Monitoring information in Cocktail Cloud can be accessed in the left-hand [Monitoring] menu. Sub-menus include clusters, ingresses, ETCD, nodes, GPUs, namespaces, and alarms/events.
The platform offers up-to-date status information at the cluster level. Key status information provided in the cluster view includes
Number of API server calls per second
CPU usage
Disk usage
Disk I/O speed
Memory usage
Restarted Pod tracking
Average request time over the last 10 minutes
Pod executions by status
Top 5 Pods with high CPU usage
Top 5 Pods with high memory usage
Ingress exposes HTTP and HTTPS paths from outside the cluster to internal services. It provides configuration options for externally accessible URLs, load balancing traffic, SSL/TLS termination, and name-based virtual hosting. Ingress plays a crucial role in the network area of services, making multidimensional monitoring essential.
The status information provided in the integrated dashboard's Ingress view includes
Ingress controller requests
Ingress controller connections
Ingress controller request success rate
Recent Ingress configuration reload success and failure
Ingress controller request trends
Ingress controller success rate trends
Network I/O trends
Average memory usage trends
Average CPU usage trends
The status information provided in the integrated dashboard's ETCD view includes
Presence of ETCD leader
Number of recent leader changes
Number of recent leader change proposal failures
RPC ratio
Database usage
Node disk processing speed
Overall disk processing speed
Client traffic In/Out
ETCD server-specific processing status
Network usage
Snapshot processing speed
The status information provided in the integrated dashboard's Node view includes
Cluster CPU usage frequency
Cluster memory usage
Cluster disk usage
Cluster network usage
Recent changes and current values of the file system's free space ratio
List of file systems and their usage
The status information provided in the integrated dashboard's GPU view includes
Average GPU utilization
GPU usage trends
Average GPU memory utilization
GPU memory usage trends
GPU temperature and power
GPUs/MIGs
Timeslicing
The status information provided in the integrated dashboard's Namespace view includes
Number of containers
Namespace creation time
Total number of Pods in the namespace
Namespace PVC status
Namespace CPU allocation
Namespace memory allocation
Number of Pods running in the namespace
The monitoring metrics displayed in the integrated dashboard are delivered through dashboard, SMS, and E-mail channels based on user configurations. Users can filter and view metrics by cluster, namespace, and major resource groups.

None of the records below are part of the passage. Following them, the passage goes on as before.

PR #561, opened 2024-06-02
Add XML comments to all public members

Shane32:
## Summary

This PR adds XML comments to all public members

No code has been changed.

## Test Plan

CS1591 is enforced so any public members added in the future will require XML comments or will break the build.

## Notes

These xml comments may not be perfect, but they're better than nothing.  Please suggest any changes desired.


QRCoder/PayloadGenerator/Girocode.cs
```diff
@@ -49,22 +54,26 @@ public Girocode(string iban, string bic, string name, decimal amount, string rem
                 if (amount.ToString().Replace(",", ".").Contains(".") && amount.ToString().Replace(",",".").Split('.')[1].TrimEnd('0').Length > 2)
                     throw new GirocodeException("Amount must have less than 3 digits after decimal point.");
                 if (amount < 0.01m || amount > 999999999.99m)
-                    throw new GirocodeException("Amount has to at least 0.01 and must be smaller or equal to 999999999.99.");
+                    throw new GirocodeException("Amount has to be at least 0.01 and must be smaller or equal to 999999999.99.");
```
codebude, line 57: Can you please fix the test cases that do assertions on this exception? (See Github action runner. Test cases seem to be broken.)

codebude (changes requested):
Wow, that looks like a lot of work. Thanks! Before merging I kindly ask you to fix the test cases, too.

QRCoder/PayloadGenerator/Girocode.cs
Shane32: Certainly

codebude (approved):

PR #641, opened 2025-10-06
Fix CI tests for most frameworks

Shane32:


Shane32:
@gfoidl I'm still fighting CI scripts at every turn.  Apparently only the .NET Core 2.1 tests were running previously.  I think I got it this time.  Lmk if you have any comments.  I'm merging so I can run tests on my other PRs.

gfoidl:
Unfortunately for CI the most reliable way is to just try it live. So far I don't know a good way to test it in DEV environment.

PR #643, opened 2025-10-06
Make Postscript renderer deterministic

Shane32:
Removes the optional creation date from the created postscript instructions.  Should have no effect on output.  Makes it easier for developers that want to write tests for their code that uses QRCoder to create postscript output.  Also converted constants to raw string literals.

## Summary by CodeRabbit

- Bug Fixes
  - Removed timestamp from PostScript/EPS headers for stable, reproducible output across runs and platforms.

- Refactor
  - Streamlined PostScript generation internals without altering behavior or public APIs.

- Tests
  - Updated approval tests to align with deterministic PostScript/EPS output.

### DIFF
--- a/QRCoder/PostscriptQRCode.cs
+++ b/QRCoder/PostscriptQRCode.cs
@@ -101,7 +101,7 @@ public class PostscriptQRCode : AbstractQRCode, IDisposable
         var pointsPerModule = (double)Math.Min(viewBox.Width, viewBox.Height) / (double)drawableModulesCount;
 
         string psFile = string.Format(PS_HEADER, new object[] {
-            DateTime.Now.ToString("s"), CleanSvgVal(viewBox.Width), CleanSvgVal(pointsPerModule),
+            CleanSvgVal(viewBox.Width), CleanSvgVal(pointsPerModule),
             epsFormat ? "EPSF-3.0" : string.Empty
         });
         psFile += string.Format(PS_FUNCTIONS, new object[] {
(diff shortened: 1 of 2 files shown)


QRCoder/PostscriptQRCode.cs
```diff
@@ -130,68 +130,75 @@ public string GetGraphic(Size viewBox, Color darkColor, Color lightColor, bool d
     /// <returns>Returns the cleaned string representation of the double value.</returns>
     private string CleanSvgVal(double input) => input.ToString(System.Globalization.CultureInfo.InvariantCulture);
 
-    private const string PS_HEADER = @"%!PS-Adobe-3.0 {3}
-%%Creator: QRCoder.NET
-%%Title: QRCode
-%%CreationDate: {0}
```
Shane32, line 136: This "CreationDate" line is the only removed line; the constant is otherwise identical.  (although {1} becomes {0} etc)

QRCoderTests/PostscriptQRCodeRendererTests.cs
```diff
@@ -9,7 +9,7 @@ public void can_render_postscript_qrcode_simple()
         var gen = new QRCodeGenerator();
         var data = gen.CreateQrCode("This is a quick test! 123#?", QRCodeGenerator.ECCLevel.L);
         var ps = new PostscriptQRCode(data).GetGraphic(5);
-        RemoveCreationDate(ps).ShouldMatchApproved(x => x.NoDiff());
+        ps.ShouldMatchApproved(x => x.NoDiff());
```
Shane32, line 12: Tests previously removed the creation date from the verified files.  So all tests continue to match with no change to test result data.

gfoidl (approved):

PR #644, opened 2025-10-06
Add transposition tests

Shane32:
The ASCII "small" renderer is currently rendering QR codes transposed along the x/y diagonal.  This suite of tests will help to catch these problems.

As many as possible of the renderers (png, base64, bmp, Bitmap, svg) will compare against the same reference image; in so doing, it will be easier to verify that changes do not cause transposition, and that someone does not accidentally save a transposed image as valid.  However, some renderers (art, pdf, postscript, ascii) will require human verification at this time.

In the dashboard, events occurring in the past hour can be reviewed, and accumulated events per minute are provided with detailed event descriptions, enabling quick identification of the cause based on event content alone.
Each event is categorized into five levels of importance, and real-time notifications are sent through SMS or E-mail (or both) according to user preferences. Users can filter and view recently occurring events and notifications, with the option to retain data for up to one year based on user settings.